APV saw sales reduced from £303 million last year to £291 million. Lower sales in certain markets were more than offset by operational improvements and a closer integration between the Products, Solutions & Services businesses, contributing to an operating profit of £11 million compared to a £1 million loss last year. Operating margin was 3.8%.


Eurotherm manufactures control and measurement instrumentation for a wide range of industrial and process markets.

Eurotherm successfully maintained operating profits at £17 million (2002 £20 million) as sales dipped from £127 million to £119 million in difficult trading conditions impacted by overcapacity in the semiconductor, steel and plastic processing industries. Operating margin fell to 14.3% (2002 15.7%).

Baan is a provider of enterprise application software and related services.

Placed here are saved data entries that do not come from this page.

PR #680, opened 2026-08-07
Make switching the active server take effect

burnhamrobertp:
Picking a different active server only wrote the setting - nothing watched it, so the connection stayed on the old one while the modal claimed the change had immediate effect.

Switching ends the session rather than moving the socket over, since that setting picks the authorization server too and the stored tokens came from the server being left.

Turned up while testing #657, there's no issue for it.

### DIFF
--- a/src/renderer/store/me.store.ts
+++ b/src/renderer/store/me.store.ts
@@ -4,9 +4,10 @@
 
 import { Me } from "@main/model/user";
 import { db } from "@renderer/store/db";
-import { reactive, toRaw } from "vue";
+import { reactive, toRaw, watch } from "vue";
 import { tachyonStore } from "@renderer/store/tachyon.store";
 import { PrivateUser } from "tachyon-protocol/types";
+import { settingsStore } from "@renderer/store/settings.store";
 import { subsManager } from "@renderer/store/users.store";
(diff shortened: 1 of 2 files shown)


Hectate:
Switching servers while logged in caused a crash in the client after about 10 seconds.,
```ps
[11:40:45.945] ERROR: main - 2026-08-07T15:40:28.825Z - tachyon-client - No response received for request system/disconnect
[11:40:45.945] INFO: main - 2026-08-07T15:40:28.825Z - tachyon-service - Disconnected from Tachyon server
[11:40:45.945] INFO: main - 2026-08-07T15:40:28.825Z - tachyon-client - Disconnected: 1000
[11:40:45.946] ERROR: main - 2026-08-07T15:40:28.825Z - tachyon-client - Error sending disconnect command: Error: No response received for request system/disconnect, socket closed.
[11:40:55.948] ERROR: renderer - 2026-08-07T15:40:55.947Z - Error.vue - Error: Not authenticated
    at connect (http://localhost:5173/src/renderer/store/tachyon.store.ts:16:34)
```

Hectate (approved):

Hectate (approved):

PR #686, opened 2026-08-12
Party size matchmaking validation

Hectate:
Adds party size awareness to the client for enabling/disabling specific queues. This will prevent requests that would fail because the party was too large for the match type. Parties will be permitted to join any queue with a team size equal to or larger than their current member count.

Note that this needed to happen in both the party view as well as the main matchmaking view, because the server sees any matchmaking request as a party request if the request comes from a user in a party.


src/renderer/views/play/matchmaking.vue
```diff
@@ -53,6 +53,9 @@ SPDX-License-Identifier: MIT
                         >This string should never be visible.</DownloadContentButton
                     >
                 </div>
+                <button v-else-if="partyTooLarge" class="quick-play-button invalid" disabled>
```
burnhamrobertp, line 63: this sits above all the status branches. a member who didn't start the queue still has their own selectedQueue, so if it's a 1v1 they'd be stuck here through Searching -> MatchFound and never get the ready button. same in party.vue.

src/renderer/composables/usePartySizeMatchmaking.ts
```diff
@@ -0,0 +1,45 @@
...
+            /* eslint-disable-next-line @typescript-eslint/no-unused-vars */
+            const { activeParty, queue, members, invited } = newData;
+
+            if (!activeParty || !queue) {
+                partyTooLarge.value = false;
+                return;
+            }
+
+            const party = partyStore.parties.get(activeParty);
+            const playlist = matchmakingStore.playlists.find((p) => p.id === queue);
```
burnhamrobertp: playlists is only read here, not in the source getter above - so this wouldn't re-run when the queue list arrives, right? party view's "Request Queues" button lands right on that.

src/renderer/composables/usePartySizeMatchmaking.ts
```diff
@@ -0,0 +1,45 @@
...
+
+            if (!party || !playlist) {
+                partyTooLarge.value = false;
+                return;
+            }
+
+            partyTooLarge.value = party.members.length > playlist.teamSize;
```
burnhamrobertp, line 37: any reason not to put this in sendQueueRequest next to the downloads check? covers both views and gets checked at click time.

src/renderer/composables/usePartySizeMatchmaking.ts
```diff
@@ -0,0 +1,45 @@
+// SPDX-FileCopyrightText: 2025 The BAR Lobby Authors
+//
+// SPDX-License-Identifier: MIT
+
+import { matchmakingStore } from "@renderer/store/matchmaking.store";
+import { partyStore } from "@renderer/store/party.store";
+import { ref, watch } from "vue";
+
+const partyTooLarge = ref(false);
```
burnhamrobertp: module-level ref but the watch is per-call - both views are under KeepAlive, so after visiting both you'd have two watchers on the one ref. computed instead?

src/renderer/views/profile/party.vue
```diff
@@ -86,6 +86,9 @@ SPDX-License-Identifier: MIT
                                                 >This string should never be visible.</DownloadContentButton
                                             >
                                         </div>
+                                        <button v-else-if="partyTooLarge" class="quick-play-button invalid" disabled>
+                                            {{ t("lobby.views.party.partyTooLarge") }}
```
burnhamrobertp, line 97: every other button in this block uses lobby.multiplayer.ranked.buttons.* - reuse partyTooLarge from there rather than a second key across 9 locale files?

src/renderer/composables/usePartySizeMatchmaking.ts
```diff
@@ -0,0 +1,45 @@
...
+        () => ({
+            activeParty: partyStore.activeParty,
+            queue: matchmakingStore.selectedQueue,
+            // Spreading map entries forces Vue to evaluate the Map's contents
+            members: [...(partyStore.parties.get(partyStore.activeParty ?? "")?.members ?? [])],
+            invited: [...(partyStore.parties.get(partyStore.activeParty ?? "")?.invited ?? [])],
+        }),
+        (newData) => {
+            /* eslint-disable-next-line @typescript-eslint/no-unused-vars */
+            const { activeParty, queue, members, invited } = newData;
```
burnhamrobertp: members/invited never get used - drop them and the eslint-disable?

src/renderer/views/profile/party.vue
```diff
@@ -86,6 +86,9 @@ SPDX-License-Identifier: MIT
                                                 >This string should never be visible.</DownloadContentButton
                                             >
                                         </div>
+                                        <button v-else-if="partyTooLarge" class="quick-play-button invalid" disabled>
```
burnhamrobertp, line 96: the downloads branch above wins over this, so you'd download maps for a queue you can't enter.

src/renderer/views/play/matchmaking.vue
```diff
@@ -287,6 +292,10 @@ function onInfoClick() {
         box-shadow 0.3s ease;
 }
 
+.quick-play-button.invalid {
```
burnhamrobertp, line 308: same rule pasted in party.vue, and both files already have a .disabled class for the not-clickable look.

src/renderer/composables/usePartySizeMatchmaking.ts
```diff
@@ -0,0 +1,45 @@
...
+            const playlist = matchmakingStore.playlists.find((p) => p.id === queue);
+
+            if (!party || !playlist) {
+                partyTooLarge.value = false;
+                return;
+            }
+
+            partyTooLarge.value = party.members.length > playlist.teamSize;
+        },
+        { immediate: true, deep: true }
```
burnhamrobertp: deep looks redundant - the getter returns a fresh object each run so it fires anyway.

src/renderer/views/profile/party.vue
```diff
@@ -290,8 +294,8 @@ const downloadsAreRequiredForSelected = computed(() => {
 
 const downloading = ref(false);
 
-// Switching the active queue during a download cannot be allowed because it messes with state.
 function queueSelected(queue: string) {
+    // Switching the active queue during a download cannot be allowed because it messes with state.
```
burnhamrobertp, line 314: unrelated to the PR? matchmaking.vue still has this one above the function.

src/renderer/composables/usePartySizeMatchmaking.ts
```diff
@@ -0,0 +1,45 @@
...
+//
+// SPDX-License-Identifier: MIT
+
+import { matchmakingStore } from "@renderer/store/matchmaking.store";
+import { partyStore } from "@renderer/store/party.store";
+import { ref, watch } from "vue";
+
+const partyTooLarge = ref(false);
+
+export function usePartySizeMatchmaking() {
```
burnhamrobertp, line 9: worth a spec alongside tests/unit/renderer/store-going-offline.spec.ts?

burnhamrobertp (changes requested):
Rule itself checks out against the server - teiserver rejects when party members > team_size, counting members only and not pending invites, so the comparison and the boundary both line up.

Client side has a couple of snags though. The one at matchmaking.vue:56 is the one I'd want sorted first - looks like a member who didn't start the queue would lose their ready button. And the composable doesn't seem to watch playlists, so the flag would go stale the moment the queue list loads.

src/renderer/views/profile/party.vue
Hectate: Necessary in this setup. Since the button space is shared among all these functions, we don't want to deny the user the option to download the assets. The only way around this would be to flag the queue in some other fashion, which may ultimately be the way the UI team decides to go..

src/renderer/views/play/matchmaking.vue
Hectate: Good call. We will likely need to switch the selectedQueue for the user when they join matchmaking to the joined queue.

src/renderer/composables/usePartySizeMatchmaking.ts
Hectate: I believe you may be right about that. I'll review it.

src/renderer/composables/usePartySizeMatchmaking.ts
Hectate: During my testing I had developed a sense that these were required to be in here for the watcher to work correctly. That said, after finding the content bug that I mentioned in Discord, there could be something else going on. I'll confirm.

src/renderer/composables/usePartySizeMatchmaking.ts
Hectate: I'm not sure I follow what you mean. `queue` is merely an ID (should rename) so we still have to fetch the actual queue details with it; which is what becomes `playlist`.

src/renderer/composables/usePartySizeMatchmaking.ts
Hectate: It's really a matter of the approach. If we were to do the check at the point of the click, we'd be withholding that "status" from the user, absent any other indicators.
From my perspective, if the user has a queue selected that their party won't fit into, the click shouldn't be an option at all (thus this setup that converts the button into a invalid/disabled state).

lang/en/lobby.json
```diff
@@ -97,7 +97,8 @@
                 "declineInvite": "Decline",
                 "kickMember": "Kick Member",
                 "cancelInvite": "Cancel Invite",
-                "noInvites": "No current invitations."
+                "noInvites": "No current invitations.",
```
burnhamrobertp: Also is this trailing `.` consistent with the other potential localizations that might show to players? It seems like the only one in this group that has punctuation

src/renderer/views/play/matchmaking.vue
Hectate: There was a reason for using invalid instead of just disabled, but I can't recall it now. Will check.

src/renderer/composables/usePartySizeMatchmaking.ts
Hectate: Disregard the above reply. You're saying if the playlists change we won't be recalculating whether or not the party would fit in the new queues.
This _should_ trigger if that happens though, since `selectedQueue` will also change. I think for safety, however, I'll add that too.

lang/en/lobby.json
Hectate: This is technically an incomplete sentence while the others are tooltips or buttons. It just happens to be the only one that is meant to be a sentence, and thus the period. That said, it can be revised.

src/renderer/views/profile/party.vue
Hectate: I'd separated them just in case we eventually want to change the text between the two screens. In theory, parties will most likely queue up from the party screen directly. However, individual users may find themselves in parties for non-matchmaking purposes and then get confused why they can't queue up on the "individual matchmaking" view.

It's something to discuss with the UI team on how we want to convey this information, like adding a "you are in a party" identifier to the matchmaking view.

src/renderer/composables/usePartySizeMatchmaking.ts
burnhamrobertp: selectedQueue only gets reassigned when the current pick isn't in the new list - `if (playlists.length > 0 && !hasSelectedQueue)`. so on a plain refresh where 1v1 is still there it stays put and nothing re-fires. think that dep is doing the actual work rather than being a backstop, so probably worth keeping even if it looks redundant later.

src/renderer/views/play/matchmaking.vue
burnhamrobertp: think it's that `.disabled` is `opacity: 0.1` in both files, so the Party Too Large text would come out near invisible. so invalid looks right and that half of my comment was off - the duplicated hex across the two files is the only bit I'd still poke at.

Hectate: Yeah, that was it.

On the topic of CSS, there's a need to do a sweep and unify all of it - but it's not worth the effort until we have the final UI requirements to work against.

PR #705, opened 2026-08-20
Make interface scale a bounded user setting

### LINKED ISSUE #660: Text size follows the window height, so it gets big on tall screens
The new client has always felt to me like looking at an app that's stuck at a high zoom level - everything is bigger than it feels like it should be, a bit like being in an accessibility theme without asking for one. Went looking for why.

The client scales everything by how tall the window is. In `src/main/main-window.ts` the zoom is set to window height divided by 1080, and it's redone every time the window is resized. So the sizes we write in the stylesheets only come out at that size when the window's inner height is exactly 1080 - anything taller and it all gets multiplied. Most screens people play on are taller than that, which would explain the permanent zoomed-in feel.

Headings get the same treatment on top of already being big. In `_text.scss` an h4 is 30px, so on a taller screen it comes out much larger again, which is what made me look.

Some things worth knowing before anyone changes this:

- It only looks at height, so dragging the window shorter shrinks the text even if it's just as wide.
- A maximised 1080p window is actually a bit under 1080 once the frame is taken off, so even the intended case is slightly smaller than what's in the stylesheets.
- None of the sizes are relative to each other, they're all fixed pixel values, so there's no one number to turn.
- `_popper.scss` forces 16px with an important on it, so tooltips wouldn't follow a change made elsewhere.

Not sure whether 1080 is the wrong baseline or whether the headings are just too big for it. Either way it's every view, so it probably wants screenshots at a couple of sizes before picking.

burnhamrobertp:
Fixed #660 by making interface scale a user setting bounded by a supported viewport range, instead of being derived from the window height against a fixed 1080 target.

This deviates from what I understand was the original intent of the new lobby's design constraints, but does so in a way that I have confidence will produce a better result. It wouldn't require more design work, simply different design work, and avoids a lot of the disadvantages associated with the fixed-height-target approach. It matches OS scale level, at least by default, and makes building and maintaining the new lobby more consistent with all other web development practices (a benefit we arguably need, given that collaborators in this repo are most likely to come from this background).


burnhamrobertp:
This is technically finished, but potentially contentious in the approach it takes visually, to the client

Hectate:
Regardless, worth a look. Before we go heavy into UI implementation I'd be best to have this concern sorted out properly one way or another.

burnhamrobertp:
Has some issues both at specific resolutions / scales and with UX involving double-clicking the top header bar and changing the "display" option, which should move the client to that display, but doesn't.

Hectate (approved):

Sales for Baan reduced to £188 million (2002 £242 million). Significant cost and headcount reductions were not able to offset a decline in high margin licence sales, resulting in an operating loss of £25 million, compared with an operating profit of £5 million last year.

Baan’s performance had a significant impact on the performance of Production Management as a whole, reducing operating margin from 4.2% to 1.9%.

APV Baker is a leading manufacturer of process equipment specifically for the dry food industry.

APV Baker maintained sales at £78 million (2002 £77 million) with contract wins in the US bakery industry. Operating profit remained at £2 million and operating margin at 2.6%.

M&I
manufactures measurement tools and instrumentation primarily for the process industries.

M&I experienced a steady decline in markets resulting in a decline in sales to £60 million (2002 £67 million). Despite this, the positive impact of prior year restructuring and cost containment programmes resulted in an operating profit of £2 million compared to an operating loss of £1 million the previous year.